■ EXERCISE DESCRIPTION:
Transcribe the records below exactly as written, from the opening line through the line that contains "Object::get is an".

(Collected data)
Start of Block

PR #330, opened 2020-04-01
add v8::proxy

mhvsa:
Adds v8::Proxy

I need this for the https://github.com/denoland/deno/pull/4535


ry:
@mhvsa Object::get is an example of how MaybeLocal is translated into Rust https://github.com/denoland/rusty_v8/blob/v0.3.9/src/object.rs#L180-L190
https://github.com/denoland/rusty_v8/blob/v0.3.9/tests/test_api.rs#L1162

mhvsa:
@ry Thank you. 

I don't understand why I am getting `undefined reference to `v8__Proxy__New'`. I have a super simple test (create proxy, and check if there is something) and it fails.

I have `v8__Proxy__New` definition in `bindings.cc` and `extern "C" { fn v8__Proxy__New ...` in `proxy.rs`.

What more is needed to reference it?

bartlomieju:
> @ry Thank you.
> 
> I don't understand why I am getting `undefined reference to `v8__Proxy__New'`. I have a super simple test (create proxy, and check if there is something) and it fails.
> 
> I have `v8__Proxy__New` definition in `bindings.cc` and `extern "C" { fn v8__Proxy__New ...` in `proxy.rs`.
> 
> What more is needed to reference it?

That sometimes happens during development that linker gets confused, I just run `cargo clean` to remove all files from `target/` directory (note that it triggers full rebuild including V8)

ry:
You need to build from source when making changes. Make sure env var `V8_FROM_SOURCE=1` is set.

src/proxy.rs
```diff
@@ -0,0 +1,46 @@
...
+
+extern "C" {
+  fn v8__Proxy__New(
+    context: *mut Context,
+    target: *mut Object,
+    handler: *mut Object,
+  ) -> *mut Proxy;
+  fn v8__Proxy__GetHandler(proxy: *mut Proxy) -> *mut Value;
+  fn v8__Proxy__GetTarget(proxy: *mut Proxy) -> *mut Value;
+}
```
ry, line 18: This looks correct; same for the additions in binding.cc

mhvsa:
Thank you @ry @bartlomieju 

I run tests locally and they pass

mhvsa:
review ready @ry

PR #333, opened 2020-04-02
Map implement size and as_array

FrankBlue:


src/object.rs
```diff
@@ -278,3 +281,16 @@ impl Array {
     unsafe { v8__Array__Length(self) }
   }
 }
+
+impl Map {
+  pub fn size(&self) -> usize {
+    unsafe { v8__Map__Size(self) }
+  }
+  pub fn as_array<'sc>(
```
ry, line 289: Please add the docstring from v8.h
```
/// Returns an array of length Size() * 2, where index N is the Nth key and
/// index N + 1 is the Nth value.
```

tests/test_api.rs
```diff
@@ -2209,11 +2210,32 @@ fn value_checker() {
...
+        == v8::String::new(scope, "s").unwrap()
+    );
+    assert!(
+      map_array.get_index(scope, context, 2).unwrap()
+        == v8::String::new(scope, "v").unwrap()
+    );
+    assert!(
+      map_array.get_index(scope, context, 3).unwrap()
+        == v8::Number::new(scope, 8f64)
+    );
```
ry, line 2238: Please start a new test function for map rather than putting this in the proxy test.

FrankBlue: Thanks, I add test code and comment

FrankBlue: I changed it

ry:
Please run `cargo clippy --all-targets` and fix the errors.

PR #337, opened 2020-04-04
Add bindings for 'Object::get_(own)_property_names()'

Protryon:


src/object.rs
```diff
@@ -246,6 +255,49 @@ impl Object {
...
+  /// but the returned array doesn't contain the names of
+  /// properties from prototype objects.
+  pub fn get_own_property_names<'sc>(
+    &self,
+    scope: &mut impl ToLocal<'sc>,
+    context: Local<Context>,
+  ) -> Option<Vec<String>> {
+    let raw_name_ptr =
+      unsafe { v8__Object__GetOwnPropertyNames(self, context) };
+    self.resolve_js_array(scope, context, raw_name_ptr)
```
piscisaureus, line 286: Why does the returned value need to be processed by `resolved_js_array()`
I'm in favor of adding this binding, but we should just return the `v8::Local<v8::Array>` that v8 gives us.
(Cf. goal #1 as stated in the readme: "the API should match the original API as closely as possible")

src/object.rs
```diff
@@ -71,6 +72,14 @@ extern "C" {
...
   fn v8__Object__GetIdentityHash(object: &Object) -> int;
   fn v8__Object__CreationContext(object: &Object) -> *mut Context;
+  fn v8__Object__GetOwnPropertyNames(
+    object: &Object,
+    context: Local<Context>,
+  ) -> *mut Value;
+  fn v8__Object__GetPropertyNames(
+    object: &Object,
+    context: Local<Context>,
+  ) -> *mut Value;
```
piscisaureus, line 82: s/Value/Array/

src/object.rs
```diff
@@ -71,6 +72,14 @@ extern "C" {
   ) -> MaybeBool;
   fn v8__Object__GetIdentityHash(object: &Object) -> int;
   fn v8__Object__CreationContext(object: &Object) -> *mut Context;
+  fn v8__Object__GetOwnPropertyNames(
+    object: &Object,
+    context: Local<Context>,
+  ) -> *mut Value;
```
piscisaureus, line 78: s/Value/Array/

src/binding.cc
```diff
@@ -781,6 +781,14 @@ v8::Context* v8__Object__CreationContext(v8::Object& self) {
   return local_to_ptr(self.CreationContext());
 }
 
+v8::Value* v8__Object__GetOwnPropertyNames(v8::Object& self, v8::Local<v8::Context> context) {
+  return maybe_local_to_ptr(self.GetOwnPropertyNames(context));
+}
+
+v8::Value* v8__Object__GetPropertyNames(v8::Object& self, v8::Local<v8::Context> context) {
```
piscisaureus, line 788: `v8::Value*` -> `v8::Array`

src/binding.cc
```diff
@@ -781,6 +781,14 @@ v8::Context* v8__Object__CreationContext(v8::Object& self) {
   return local_to_ptr(self.CreationContext());
 }
 
+v8::Value* v8__Object__GetOwnPropertyNames(v8::Object& self, v8::Local<v8::Context> context) {
```
piscisaureus, line 784: `v8::Value*` -> `v8::Array`

src/object.rs
Protryon: Gotcha, just fit my needs at that exact moment. Will fixup in a bit.

PR #357, opened 2020-04-20
Make Isolate take ownership of CreateParams

piscisaureus:


piscisaureus:
Not perfect, but landing it now b/c I need to get on with other things.

PR #360, opened 2020-04-22
WIP: get/set_data_2

piscisaureus:


src/isolate.rs
```diff
@@ -181,6 +201,57 @@ impl Isolate {
...
+
+  /// Safe alternative to Isolate::set_data
+  ///
+  /// Use with Isolate::get_slot and Isolate::get_slot_mut to associate state
+  /// with an Isolate.
+  ///
+  /// This method gives ownership of value to the Isolate. Exactly one object of
+  /// each type can be associated with an Isolate. If called more than once with
+  /// an object of the same type, the earlier version will be dropped and
+  /// replaced.
```
ry, line 239: This mechanic is pretty wacky and difficult to describe. I wish we could come up with something that was simpler.

ry:
This is good enough to land and iterate on.

PR #364, opened 2020-04-23
Explicitly drop slots when disposing an isolate (#364)

piscisaureus:


tests/slots.rs
```diff
@@ -138,6 +141,7 @@ fn slots_layer1() {
   core_isolate.run_microtasks();
   drop(core_isolate);
   assert_eq!(drop_count.load(Ordering::SeqCst), 1);
+  drop(isolate_handle);
```
ry, line 144: 👍

PR #367, opened 2020-05-03
Turn on enable_stripping and exclude_unwind_tables

ry:
To reduce binary size


piscisaureus:
What's the size difference? Also, maybe do this only for release builds?

ry:
I didn't notice a size difference on osx debug build. It needs more analysis to figure out if there's any benefit.

piscisaureus:
Closing as there are no plans to land this and the analysis is stalled.

PR #368, opened 2020-05-06
Upgrade V8 to 8.4.300

piscisaureus:


piscisaureus:
I've already seen a green build. Running it again because the cache had to be fixed.

src/binding.cc
```diff
@@ -1600,13 +1601,13 @@ void v8_inspector__StringBuffer__DELETE(v8_inspector::StringBuffer* self) {
   delete self;
 }
 
-const v8_inspector::StringView* v8_inspector__StringBuffer__string(
-    v8_inspector::StringBuffer* self) {
-  return &self->string();
+three_pointers_t v8_inspector__StringBuffer__string(
+    const v8_inspector::StringBuffer& self) {
+  return make_pod<three_pointers_t>(self.string());
 }
```
ry, line 1607: Related to v8 upgrade?

.github/workflows/ci.yml
```diff
@@ -99,7 +99,7 @@ jobs:
         run: echo "::set-env name=CARGO_HOME::$(pwd)/target/cargo"
 
       - name: Cache
-        uses: actions/cache@master
+        uses: denoland/github-actions-cache@stable-prerelease
```
ry, line 102: Why do you need to fork this?

src/binding.cc
piscisaureus: https://github.com/v8/v8/commit/844fe8f7d965fcb305bd1b71fe6b34628fc4d1fd

.github/workflows/ci.yml
piscisaureus: Because actions/cache@master is broken and the most recent tagged version doesn't support caching multiple directories.

PR #371, opened 2020-05-06
Fix: SnapshotCreator's internal Isolate does not get initialized

piscisaureus:


tests/test_api.rs
```diff
@@ -1761,6 +1761,9 @@ fn snapshot_creator() {
       // the scope type system.
       let mut isolate = unsafe { snapshot_creator.get_owned_isolate() };
 
+      // Check that the SnapshotCreator isolate has been set up correctly.
+      let _ = isolate.thread_safe_handle();
+
```
ry, line 1766: I checked that it fails on master 👍

PR #921, opened 2022-03-11
Revert "Upgrade to ICU 70 (#919)"

littledivy:
This reverts commit 184467a9ccb70c0f1ad55fadbe88d951da36dbc7.

crates.io size limit exceeded -> https://github.com/denoland/rusty_v8/runs/5503750428?check_suite_focus=true#step:19:13151


kitsonk:
We should get our limit raised, we have had it done before, versus reverting the commit, as we need to be able to update the ICU in the future.

lucacasonato:
#923 fixes this more elegantly :-)

PR #923, opened 2022-03-11
Ignore more unnecessary ICU data

lucacasonato:
The latest ICU update increased the file size of the crate to above 20 MB again. This commit removes an ICU data file from the package that is unneeded for the build.

I tested the build still works by doing:

```
$ export V8_FROM_SOURCE=1
$ cargo package
```

And it still works.


littledivy (approved):
LGTM

PR #924, opened 2022-03-15
Add feature flag for using custom libcxx

### LINKED ISSUE #920: Change pre-generated binaries to use system libcpp?
Hello maintainers :wave: First of all thank you for your work in these bindings, they are great.

I've hit a wall integrating v8 into a codebase with further cpp code, in my case Rocksdb. v8 and rocksdb don't play along due to how they want to use libcpp. V8 usually uses a custom libcpp by default, and that's what the Deno based V8 bindings use.
On linux environments using g++ Rocksdb can successfully use the libcpp that v8 brings along, but on MacOS that doesn't work and there's a segmentation fault when Rocksdb tries to use an unordered_map.
After some struggle I was able to make Rocksdb and V8 coexist on MacOS by forcing V8 to use the system libcpp. But maintaining that would require forking the Deno v8 bindings and all that entails.

I suppose my question is whether it would be acceptable (or better?) to switch the rusty_v8 default flags to be `use_custom_libcxx=false`?

arthurprs:
The feature `use_custom_libcxx` is enabled by default. If the feature `use_custom_libcxx` is disabled the crate will link the system libcxx instead.

Once this is merged and released, a followup PR will be created for:
* `deno_core`, so it re-exposes the feature flag. Thus allowing `deno_core` users to disable custom libcxx using `default_features=false`.
* `serde_v8`, so it depends on `rusty_v8` with `default_features=false`.

Closes #920

### DIFF
--- a/build.rs
+++ b/build.rs
@@ -12,7 +12,6 @@ use which::which;
 
 fn main() {
   println!("cargo:rerun-if-changed=src/binding.cc");
-  println!("cargo:rerun-if-changed=build.rs");
 
   // These are all the environment variables that we check. This is
   // probably more than what is needed, but missing an important
--- a/build.rs
+++ b/build.rs
@@ -12,6 +12,7 @@ use which::which;
 
 fn main() {
   println!("cargo:rerun-if-changed=src/binding.cc");
+  println!("cargo:rerun-if-changed=build.rs");
 
   // These are all the environment variables that we check. This is
   // probably more than what is needed, but missing an important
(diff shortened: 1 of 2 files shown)


build.rs
```diff
@@ -12,6 +12,7 @@ use which::which;
 
 fn main() {
   println!("cargo:rerun-if-changed=src/binding.cc");
+  println!("cargo:rerun-if-changed=build.rs");
```
piscisaureus, line 15: This is unnecessary (build.rs is always taken into account).

piscisaureus, line 15:
```suggestion
```

piscisaureus (approved):
LGTM, thank you @arthurprs!

PR #925, opened 2022-03-16
perf: avoid double boxing when Arc/Box/Rc is stored in Isolate slot

piscisaureus:


bartlomieju (approved):
LGTM, two questions though:
1. is there any measurable performance gain from this change?
2. could you add `// SAFETY:` comments to the `unsafe` functions? I think we should enable `missing_safety_docs` lint similar to https://github.com/denoland/deno/pull/13870 but that would probably require a lot of work

src/isolate.rs
```diff
@@ -1030,3 +1042,128 @@ where
...
+  fn write(&mut self, _bytes: &[u8]) {
+    panic!("TypeIdHasher::write() called unexpectedly");
+  }
+
+  #[inline]
+  fn write_u64(&mut self, value: u64) {
+    // `TypeId` values are actually 64-bit values which themselves come out of
+    // some hash function, so it's unnecessary to shuffle their bits further.
+    assert_eq!(size_of::<TypeId>(), size_of::<u64>());
+    assert_eq!(align_of::<TypeId>(), size_of::<u64>());
```
littledivy, line 1063:
```rust

const _: () = {
   // `TypeId` values are actually 64-bit values which themselves come out of
   // some hash function, so it's unnecessary to shuffle their bits further.
   assert!(size_of::<TypeId>() == size_of::<u64>());
   assert!(align_of::<TypeId>() == size_of::<u64>());
};
```
This can be a constant assert.

littledivy (approved):

piscisaureus:
> is there any measurable performance gain from this change?

Not super significant. It shaved off 1 or 2 ns from the serde_v8 the fastest serde_v8 benchmarks `ser::de_bool_v8` IIRC.
Admittedly, that was was after I first made them perform significantly worse by putting a v8::String lookup cache in one of the slots.

It might be worthwhile to rethink the slots strategy. Despite the fact that the HashMap doesn't actually hash anything (the keys are pre-hashed), it nonetheless has measurable overhead.
Plus the ergonomics aren't that great either - it might be just as good to use a few thread local statics.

End of Block

■ SOLVED PROBLEM:
PR #330, opened 2020-04-01
add v8::proxy

mhvsa:
Adds v8::Proxy

I need this for the https://github.com/denoland/deno/pull/4535


ry:
@mhvsa Object::get is an example of how MaybeLocal is translated into Rust https://github.com/denoland/rusty_v8/blob/v0.3.9/src/object.rs#L180-L190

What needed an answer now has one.